Squint hard enough, and you can see the traces of interesting ideas lodged inside this turd. Patch occasionally does have a desire to listen to the sick, his “treatments” taking the form of a simulation of the patient’s desires. An older woman confesses her wish to take a bath in a pool of noodles, so later, when she refuses to eat Patch buys an inflatable pool and a bunch of pasta – you get the idea. A better movie could’ve delved into the ensuing questions: what good are our fantasies in the face of death? Do they have any power to heal? If art can supply a constructed reality to those who desperately want to escape their own, what are the obligations of the artist?
Patch Adams doesn’t have its shit together enough to actually challenge its viewers with these themes; I’m not endorsing this reading of the film, just imagining a version of this story could be interpreted along these lines. But if Patch is a prodigy who effortlessly connects with people, his roommate Mitch (Philip Seymour Hoffman) is his equally annoying foil. Mitch came to med school to learn how to be a doctor just like his daddy. His pretentious presence can suck the air out of a room before Patch can waste his breath on an unfunny joke. You may wind up wishing both these characters would suffocate.
I’ve never seen Robin Williams so misdirected and misused.
There’s not much to be said about Mitch or Hoffman’s performance – like everybody here, he’s got more in common with a telephone pole than a real person. But credit where it’s due: Hoffman could’ve really sabotaged this thing by making Mitch a likeable alternative to Patch. By the time he appeared, I was looking for any other character to identify with, but Hoffman makes him so pompous that Mitch just sucks. Patch Adams needs Mitch to come around on Patch in the third act, and had Hoffman made Mitch even the slightest bit friendly or affable, you wouldn’t believe he needed Patch’s help.
By the way, that third act is where the bullshit is most pungent – even if Patch and his ideology weren’t trash, this would still be a very badly constructed movie. You see, one of Patch’s peers is Carin (Monica Potter). From the moment he starts staring at her across a crowded lecture hall, Patch becomes obsessed, berating Carin and demanding that she think he’s oh-so-charming and hilarious. Now, this is romance! But no sooner has Carin given into Patch’s unrelenting advances than she’s abruptly murdered.
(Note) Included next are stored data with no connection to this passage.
PR #6748, opened 2021-11-05
Simplify Elasticsearch environment variables

chosak:
This commit tries to simplify how we configure Elasticsearch via environment variables, for virtualenv/local Docker/deployed Docker.

Currently, as of #6695, Django will use the combination of ES7_HOST and ES_PORT to configure the Elasticsearch client. ES_HOST is no longer used anywhere, since our migration to Elasticsearch 7.x. In Django settings, these default to localhost/9200 if the environment variables are not defined.

This PR changes this so we standardize everywhere to ES_HOST and ES_PORT.

With this change, the following configurations are still supported:

1. Local virtualenv - these settings are now no longer set in .env, but default to localhost/9200 for a locally-running Elasticsearch. The definitions have been left in .env_SAMPLE commented out for documentation purposes.

2. Local Docker - port defaults to 9200, but ES_HOST is set in docker-compose.yml to "elasticsearch" instead.

3. Deployed Docker stack - port defaults to 9200, but ES_HOST is set in docker-stack.yml to "elasticsearch" instead.

## Notes and todos

- If/when this is merged, there is some cleanup to be done in our internal Ansible deployment scripts to remove reference to the now-deprecated ES7_HOST environment variable.
- (See below) We also need to modify [the ccdb5-api repo](https://github.com/cfpb/ccdb5-api/blob/0310e5245bc28750b892cea096f881f9f3fb38e8/complaint_search/es_interface.py#L39) to update usage of ES7_HOST to ES_HOST.

## Checklist

### DIFF
--- a/.env_SAMPLE
+++ b/.env_SAMPLE
@@ -88,9 +88,8 @@ export NODE_ENV=development
 # Elasticsearch - for indexing and storing searchable content.
 ##############################################################
 
-export ES_PORT=9200
-export ES_HOST=elasticsearch
-export ES7_HOST=elasticsearch
+#export ES7_HOST=localhost
+#export ES_PORT=9200
 
 ##########################################################
 # Complaint Search Elasticsearch (ES) Indexes Information.
@@ -190,6 +189,4 @@ export WATCHMAN_TOKENS=''
 if [ $(uname -s) = "Darwin" ]; then
   export CFGOV_HOSTNAME=localhost:8000
   export DATABASE_URL=postgres://cfpb@localhost/cfgov
-  export ES_HOST=localhost
-  export ES7_HOST=localhost
 fi
--- a/.env_SAMPLE
+++ b/.env_SAMPLE
@@ -88,7 +88,7 @@ export NODE_ENV=development
 # Elasticsearch - for indexing and storing searchable content.
 ##############################################################
 
-#export ES7_HOST=localhost
+#export ES_HOST=localhost
 #export ES_PORT=9200
 
 ##########################################################
--- a/cfgov/cfgov/settings/base.py
+++ b/cfgov/cfgov/settings/base.py
@@ -315,7 +315,7 @@ HOUSING_COUNSELOR_S3_PATH_TEMPLATE = (
 )
 
 # ElasticSearch 7 Configuration
-ES7_HOST = os.getenv('ES7_HOST', 'localhost')
+ES_HOST = os.getenv('ES_HOST', 'localhost')
 ES_PORT = os.getenv("ES_PORT", "9200")
 ELASTICSEARCH_BIGINT = 50000
 ELASTICSEARCH_DEFAULT_ANALYZER = "snowball"
@@ -329,7 +329,7 @@ if os.environ.get('USE_AWS_ES', False):
     )
     ELASTICSEARCH_DSL = {
         'default': {
-            'hosts': [{'host': ES7_HOST, 'port': 443}],
+            'hosts': [{'host': ES_HOST, 'port': 443}],
             'http_auth': awsauth,
             'use_ssl': True,
             'connection_class': RequestsHttpConnection,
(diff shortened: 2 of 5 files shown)


higs4281 (commented):
The CCDB repos still use `ES_HOST` for local operations
- [ccdb-data-pipeline](https://github.com/cfpb/ccdb-data-pipeline/blob/main/INSTALL.md#option-2-a-docker-only-setup), which I can adjust.
- [ccdb5-api](https://github.com/cfpb/ccdb5-api/blob/0310e5245bc28750b892cea096f881f9f3fb38e8/complaint_search/es_interface.py#L29-L30), which will default properly

It might have made sense to use `ES_HOST` everywhere now that 7 is our only option, but maybe it's simplest to stick with ES7 than track them all down.

chosak:
@higs4281 thanks, nice catch.

> ccdb-data-pipeline, which I can adjust.

Technically this doesn't have to be consistent with this repo, does it? Although...

> ccdb5-api, which will default properly

Hm, but this won't default properly if using the Docker setup, after my changes, if we stop setting ES_HOST.

> It might have made sense to use ES_HOST everywhere now that 7 is our only option, but maybe it's simplest to stick with ES7 than track them all down.

That was my thinking as well, but maybe the better thing to do is instead deprecate our use of ES7_HOST in cf.gov and instead use ES_HOST. This will avoid having to modify CCDB code, although it would require some Ansible changes. What do you think of that approach vs. this one?

higs4281:
@chosak 
The CCDB changes to use ES7_HOST are trivial and only affect local operations, which are somewhat rarely used. This doesn't affect anything in prod ccdb indexing, and prod ccdb searching already [uses ES7_HOST](https://github.com/cfpb/ccdb5-api/blob/0310e5245bc28750b892cea096f881f9f3fb38e8/complaint_search/es_interface.py#L39).

Given how fond of breaking changes ES seems to be, I don't think it's a big sin to have a version-specific var. The next time we upgrade, we'll probably need two settings again to get Django and CCDB converted in tandem, and having the old tagged to ES7 might help with clarity.

I'd vote to proceed with ES7_HOST.

higs4281:
If we want to go with the pristine `ES_HOST`, we'd probably need this sequence:
- Make sure `ES_HOST` is set in all environments
- Change the CCDB repos to use `ES_HOST` only.
- After those changes clear, remove `ES7_HOST` from cfgov code, docker configs, jenkins-automation jobs and ansible.

chosak:
I ran into another issue with the [prod-like Docker image](https://cfpb.github.io/consumerfinance.gov/running-docker/#production-like-docker-image): the suggested command doesn't load docker-compose.override.yml and thus _doesn't read in the .env file_ (normally done [this way](https://github.com/cfpb/consumerfinance.gov/blob/7aec0c9751f0f621696b631555fbad15955bfb06/docker-compose.override.yml#L12)), which means that the only environment variables passed to the Apache container are the ones [explicitly defined here](https://github.com/cfpb/consumerfinance.gov/blob/7aec0c9751f0f621696b631555fbad15955bfb06/docker-compose.prod.yml#L12-L22). So, the container doesn't get a value for ES7_HOST right now, which means that any Elasticsearch interactions fail.

Currently we define [ES_HOST in docker-compose.yml](https://github.com/cfpb/consumerfinance.gov/blob/412e17a2a86c9fc1077e4ce88650f65f3f69fa54/docker-compose.yml#L46), but rely on the .env behavior to get ES7_HOST in there, inconsistently, and unnecessarily, it seems to me.

> If we want to go with the pristine ES_HOST
> Make sure ES_HOST is set in all environments

It looks to me from inspecting the Ansible code that we're already passing the same URL for both ES_HOST and ES7_HOST, so I think we're good there.

> Change the CCDB repos to use ES_HOST only.

I guess that's [this line](https://github.com/cfpb/ccdb5-api/blob/0310e5245bc28750b892cea096f881f9f3fb38e8/complaint_search/es_interface.py#L39)? Is there any other place or documentation that would need to be updated if we made this change?

higs4281:
> I guess that's [this line](https://github.com/cfpb/ccdb5-api/blob/0310e5245bc28750b892cea096f881f9f3fb38e8/complaint_search/es_interface.py#L39)? Is there any other place or documentation that would need to be updated if we made this change?

"this line" is fixed in [ccdb5-api](https://github.com/cfpb/ccdb5-api/pull/182)

That version of ccdb5-api is added to requirements in [PR 6753](https://github.com/cfpb/consumerfinance.gov/pull/6753)

higs4281 (approved):
I think we're good.

PR #6751, opened 2021-11-08
Add New Relic Browser FedRAMP endpoint to CSP

chosak:
Per the New Relic Browser documentation for FedRAMP endpoints, we need to include gov-bam.nr-data.net in our list of allowed CSP hostnames:

https://docs.newrelic.com/docs/browser/new-relic-browser/getting-started/compatibility-requirements-browser-monitoring/

Currently, every page on the site (for example the homepage at https://www.consumerfinance.gov/) generates an error in the browser console like:

> nr-1211.min.js:1 Refused to load the script 'https://gov-bam.nr-data.net/...' because it violates the following Content Security Policy directive: "script-src ..."

This commit fixes that error.

## Notes and todos

I notice that our NR settings currently exclude AJAX request tracking for this domain:

image

Is this something we've manually added at some point to try to eliminate these errors? @anselmbradford 

## Checklist


anselmbradford:
> Is this something we've manually added at some point to try to eliminate these errors?

Hmmm, this was not a setting I set. Any harm in changing it, at least to experiment?

chosak:
@anselmbradford thanks, I wouldn't think so.

contolini (approved):

PR #6756, opened 2021-11-09
Simplify use of DATABASE_URL

chosak:
This commit removes DATABASE_URL from our default .env file in favor of more explicit definition in Django settings and docker-compose files.

This change is intended to remove a piece of complexity from the .env, specifically the "if" clause that causes so much trouble with certain versions of docker-compose. (After this commit there will still be one piece of this clause remaining, but I'd like to remove that in a subsequent change.)

After this change, developers will no longer need to set DATABASE_URL in their local environments, and cf.gov should work properly regardless of how it is being run.

- When running locally in virtualenv: by default, database is set via settings.base to our recommended Postgres setup (local, DB name cfgov, user cfpb, password cfpb). This can be overridden using the DATABASE_URL environment variable, as documented in the settings file and in .env_SAMPLE.

- When running locally with Docker: the docker-compose.yml file now explicitly sets DATABASE_URL to use our Postgres container settings (postgres://cfpb:cfpb@postgres/cfgov).

- When running locally with the prod-like Docker container: we no longer need to pass in database credentials in docker-compose.prod.yml since we're now including them in docker-compose.yml.

- When running tox locally in a virtualenv: tox no longer needs to set a fallback DATABASE_URL because it can use the same logic as the regular Django server. I've simplified the docs around this.

- When running tox inside the Python Docker container: tox now always works when run within the container because DATABASE_URL is now set explictly, and won't potentially get overwritten from your local .env.

- When we run tox on GitHub Actions: we explicitly set DATABASE_URL to the correct configuration for how Postgres is run on GH.

I believe that this covers all cases. I removed a few explicit references to the PGPASSWORD variable, as these would only be needed if the password wasn't set in the DATABASE_URL, which is now no longer the case after this change.

(This also reverts #6755 -- sorry @schbetsy! -- as I believe/hope it should no longer be needed after this set of changes.)

## How to test this PR

Try running cf.gov and tox in whatever configuration you prefer - hopefully it will continue to function.

## Checklist


cfgov/cfgov/settings/base.py
```diff
@@ -230,12 +230,15 @@
 if ALLOW_ADMIN_URL:
     DATA_UPLOAD_MAX_NUMBER_FIELDS = 2000  # For heavy Wagtail pages
 
-# Databases
-DATABASES = {}
-
-# If DATABASE_URL is defined in the environment, use it to set the Django DB
-if os.getenv("DATABASE_URL"):
-    DATABASES["default"] = dj_database_url.config()
```
chosak, line 238: Prior to this change, it was at least theoretically possible to pass this code without having any databases defined. I can't think of any cases where we actually depend on this logic, though.

docs/python-unit-tests.md
```diff
@@ -94,8 +94,7 @@ These default environments are:
   versions of Python, Django, and Wagtail. We require this environment to
   pass in CI.
 
-Tests will run against the default Django database as configured in settings
-using the `DATABASE_URL` environment variable.
+Tests will run against the default Django database.
```
willbarton, line 97: Does this mean one needs to define `DATABASE_URL` in the environment to run `tox` against PostgreSQL running in Docker?

chosak: Hm, good catch! To clarify, this means a mix of virtualenv for Python code and Postgres as a Docker container? In that case, wouldn't you already have to have manually set DATABASE_URL to something in your .env? If so, tox should already use that.

willbarton: > To clarify, this means a mix of virtualenv for Python code and Postgres as a Docker container? 

Correct.

> In that case, wouldn't you already have to have manually set DATABASE_URL to something in your .env? If so, tox should already use that.

Well, part of this PR's change gets rid of tox configuration that defaults to the containerized Postgres:
https://github.com/cfpb/consumerfinance.gov/pull/6756/files#diff-ef2cef9f88b4fe09ca3082140e67f5ad34fb65fb6e228f119d3812261ae51449L84

I wonder though... it feels weird to remove that line from tox and make it rely on the env var when we're switching to explicitly defining the URL in a bunch of other places.

willbarton: The other thing I notice is I said "defaults to containerized Postgres", but really, it just defaults to a Postgres that's running locally with a password.

Should we standardize on password/nopassword for both local Postgres and Docker Postgres? Then it won't matter which it is for tox, the same URL will work for either from localhost and it can use the Django settings default.

chosak: > Should we standardize on password/nopassword for both local Postgres and Docker Postgres?

I may be misremembering, but I seem to recall that we had to set a password for the Docker Postgres. I don't feel strongly about this, but it's convenient not to use a password locally.

> the same URL will work for either from localhost and it can use the Django settings default

I don't exactly follow. By "either" here do you mean, Postgres running locally on your Mac vs. Postgres running in a container? if so, I don't see how the same URL could work.

willbarton: Right now the only difference between the URL settings default to in this PR and the URL I use to make tox use Docker Postgres is the password.

To use Docker Postgres and Elasticsearch from tox, here's the bottom of my .env:

```
if [ $(uname -s) = "Darwin" ]; then
  export DATABASE_URL=postgres://cfpb:${PGPASSWORD}@localhost/cfgov
  export ES_HOST=localhost
  export ES7_HOST=localhost
fi
```

willbarton: I've confirmed that if I remove the `POSTGRES_PASSWORD` variable from the `postgres` container in `docker-compose.yml`, and add `POSTGRES_HOST_AUTH_METHOD: trust`, I can use the default `postgres://cfpb@localhost/cfgov` with tox without setting a `DATABASE_URL` in the environment at all.

willbarton: So, this is the change that works for me:

```diff
    postgres:
        …
        environment:
            POSTGRES_USER: cfpb
            POSTGRES_PASSWORD: cfpb
            POSTGRES_DB: cfgov
+           POSTGRES_HOST_AUTH_METHOD: trust
        …
```

Then I can run tox from outside of Docker and it will use the default database URL you have from settings and use the `postgres` Docker container, all without a password. This also means you could run cf.gov locally in a venv and use the `postgres` Docker container too!

willbarton: I do wonder though if this would mean we'll need to define the `postgres` container in `docker-compose.prod.yml` without that env var.

chosak: That's a good point @willbarton. After some further thought, I think it might be better to standardize on using the `cfpb` password everywhere. I will add a commit that proposes that, and also updates the docs.

chosak:
@willbarton et al: per the discussion above, I've updated the default configuration to use the 'cfpb' password everywhere when working locally, which should support all combinations of tox/virtualenv/Docker without ever needing to set DATABASE_URL, unless you have some other reason to do so. I've updated [the relevant docs](https://cfpb.github.io/consumerfinance.gov/installation/#install-postgres):

image

FWIW, the default Homebrew installation of Postgres enables "trust" authentication for local connections, which means that you can login to any account on localhost with or without its password (or with a wrong password). This means that developers that have an existing `cfpb` user without a password shouldn't run into any issues locally even if the code starts trying to pass one.

willbarton (approved):

PR #6766, opened 2021-11-18
Prepaid agreements: sort issuer names in filter

virginiacc:
A stakeholder noticed that the values are no longer showing in alphabetical order in the issuer name filter on the prepaid agreements database page. I think the ordering may have originally occurred in the Django view and was affected by unrelated changes to that code. This PR moves the alphabetization to the front end, adding a sort filter when the multiselect is generated in the Jinja template.

---

## Additions

- Sort filter for issuer names in Jinja2 template

## How to test this PR

1. Check out branch
2. Navigate to [prepaid agreements database](http://localhost:8000/data-research/prepaid-accounts/search-agreements/) and verify that values appear in alphabetical order in issuer name multiselect

### Unsorted issuer names on production
Screen Shot 2021-11-18 at 12 02 15 PM

### Sorted issuer names in this branch

Screen Shot 2021-11-18 at 12 01 44 PM


chosak (approved):
This works, although it might be preferable to do this sorting on the backend so that there's less logic in the template. I suspect this bug was introduced in #6083, which changed how the backend worked. You can see in the diff that [this `order_by` clause](https://github.com/cfpb/consumerfinance.gov/pull/6083/files#diff-029c2648d818d241d5458b30e8f1d3f8da3aec1b5bb381a356a02847b4b69766L124-L125) was removed and not replaced elsewhere.

An alternate fix on the backend that seems to work:

```diff
diff --git a/cfgov/prepaid_agreements/views.py b/cfgov/prepaid_agreements/views.py
index 2812a8098..0fa4df0c2 100644
--- a/cfgov/prepaid_agreements/views.py
+++ b/cfgov/prepaid_agreements/views.py
@@ -15,7 +15,7 @@ from v1.models.snippets import ReusableText
 def get_available_filters(products):
     available_filters = {'prepaid_type': [], 'status': [], 'issuer_name': []}
 
-    for product in products.all():
+    for product in products.order_by('issuer_name'):
         prepaid_type = product.prepaid_type
         if prepaid_type and prepaid_type != '':
             if prepaid_type not in available_filters['prepaid_type']:
```

This orders the dropdown by issuer name but preserves the ordering of search results by product name.

virginiacc:
Thanks for that suggestion, @chosak! I updated in 771cc05ebe840b892c4f240a7bce72b0fb9f3f95 to sort the issuer names on the backend.

chosak:
@virginiacc I should have tested more -- my suggestion broke the tests. I've pushed a commit that fixes them, and also makes sure that the other filters are alphabetized. You didn't mention above, but the product types and statuses were also in random order. After my commit:

|Before|After|
|-|-|
image|image|

Does this change seem okay to you?

chosak (approved):

virginiacc:
That looks great -- thanks so much for your help on this, @chosak!!

PR #6771, opened 2021-11-23
Fence the TDP survey UI test to only run headed

willbarton:
This change fences off the TDP survey UI test to run only when Cypress is headed.

This will remove the test from our automated run (where it is currently failing [because it does not wait after a `click()` for the page to change before testing the change](https://github.com/cfpb/consumerfinance.gov/blob/main/test/cypress/integration/consumer-tools/youth-financial-education/survey-progress.js#L64-L69)).

This should allow time for a correct fix to the test while also not innuring us to broader failures of our integration tests. We [do something similar](https://github.com/cfpb/consumerfinance.gov/blob/main/test/cypress/integration/consumer-tools/youth-financial-education/survey-errors.js#L13) when testing TDP survey errors.

## How to test this PR

1. `yarn run cypress run` will run the tests headless locally. They should all pass.
2. The functional test run on this PR should succeed.

## Checklist


niqjohnson (approved):
Works for me. Locally, the tests in the new conditional run and fail as expected when run using `yarn run cypress run --spec test/cypress/integration/consumer-tools/youth-financial-education/survey-progress.js --browser chrome --headed`. When run headless using `yarn run cypress run --spec test/cypress/integration/consumer-tools/youth-financial-education/survey-progress.js --browser chrome`, those tests are skipped and all tests pass.

PR #6772, opened 2021-11-30
Simplify our setup docs and quickstart

willbarton:
This is an attempt to simplify our setup documentation. It is opinionated, but hopefully maintains the multiple paths one can take to running consumerfinance.gov.

I've preferenced the Docker setup for running cf.gov out-of-the-box, due to the comparative simplicity of the steps involved and the (IMHO) lower likelihood of breakage should Homebrew decided to update PostgreSQL or Elasticsearch. I have preserved the documentation on running cf.gov entirely locally with Homebrew, as well as running locally against Dockerized PostgreSQL and Elasticsearch for those that might wish to. 

This is submitted for discussion and comment — particularly by those who've gone through the setup recently.

There is probably additional work to be one to our "running" documentation as well, but I decided to keep this scoped to getting consumerfinance.gov up and working.

The changes can be previewed with GitHub's markdown rendering:

- https://github.com/cfpb/consumerfinance.gov/blob/install-docs/README.md
- https://github.com/cfpb/consumerfinance.gov/blob/install-docs/docs/installation.md

Or locally with MkDocs's rendering:

- http://localhost:8888/installation/

## Checklist


higs4281 (commented):
Just some typos. 

I wonder if it's worth the trouble to add `pyenv local consumerfinance.gov` to activate the env. It's not as intrusive as autoenv was, but may not be worth the complexity.

willbarton:
> I wonder if it's worth the trouble to add `pyenv local consumerfinance.gov` to activate the env. It's not as intrusive as autoenv was, but may not be worth the complexity.

Oh! I didn't know it could do that!

I think it might be worth it. Anyone else have thoughts?

README.md
```diff
@@ -11,55 +11,84 @@ and several standalone Django apps for specific parts of the site.
 Full installation and usage instructions are available in
 [our documentation](https://cfpb.github.io/consumerfinance.gov).
 
-This project requires Python 3.6, Node 14, and Gulp 4.
-We recommend the use of [virtualenv](https://virtualenv.pypa.io/en/stable/) and
-[virtualenvwrapper](https://virtualenvwrapper.readthedocs.io/en/latest/)
-for keeping the project's Python dependencies contained.
+This quickstart requires a working Docker Desktop installation,
```
chosak, line 14: To promote simplicity and avoid duplication, what do you think about removing these instructions from the README in favor of pointing to the docs site? Having the same quickstart content in two places introduces potential for drift, especially because we have to link to the sub-steps in different ways (absolute URLs here, relative in the docs).

willbarton: I think that's reasonable. Duplicating it made sense in an [ARID sort of way](https://www.writethedocs.org/guide/writing/docs-principles/#arid), but I'm fine removing it and linking.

Her death serves no purpose but to motivate our hero.
Patch’s bullshit is tested in the face of this stupid, poorly-written tragedy, but nevertheless he persists. Things culminate in a courtroom scene, and as Roger Ebert put it in his review of the film, “Any screenwriter who uses a courtroom scene in a non-legal movie is not only desperate for a third act, but didn’t have a second act that led anywhere” (funny, this applies to Scent of a Woman as well). A happy ending is sure to follow – for everyone except Carin, who seems forgotten as Patch prances off into the sunset.
Patch Adams isn’t just the worst movie I’ve seen for P.S.H. I Love You (taking that honor from Cold Mountain), it’s one of the worst movies I’ve ever encountered. Its false inspiration lands with a hollow thud, far more likely to enrage than uplift. It stands as an insult to anyone who has ever suffered. Thanks to his work on The Talented Mr. Ripley, Flawless, and his collaborations with Paul Thomas Anderson, by the late nineties Hoffman didn’t have to take every part he was offered. His career could afford to leave movies like this behind – that is, movies that are completely full of shit.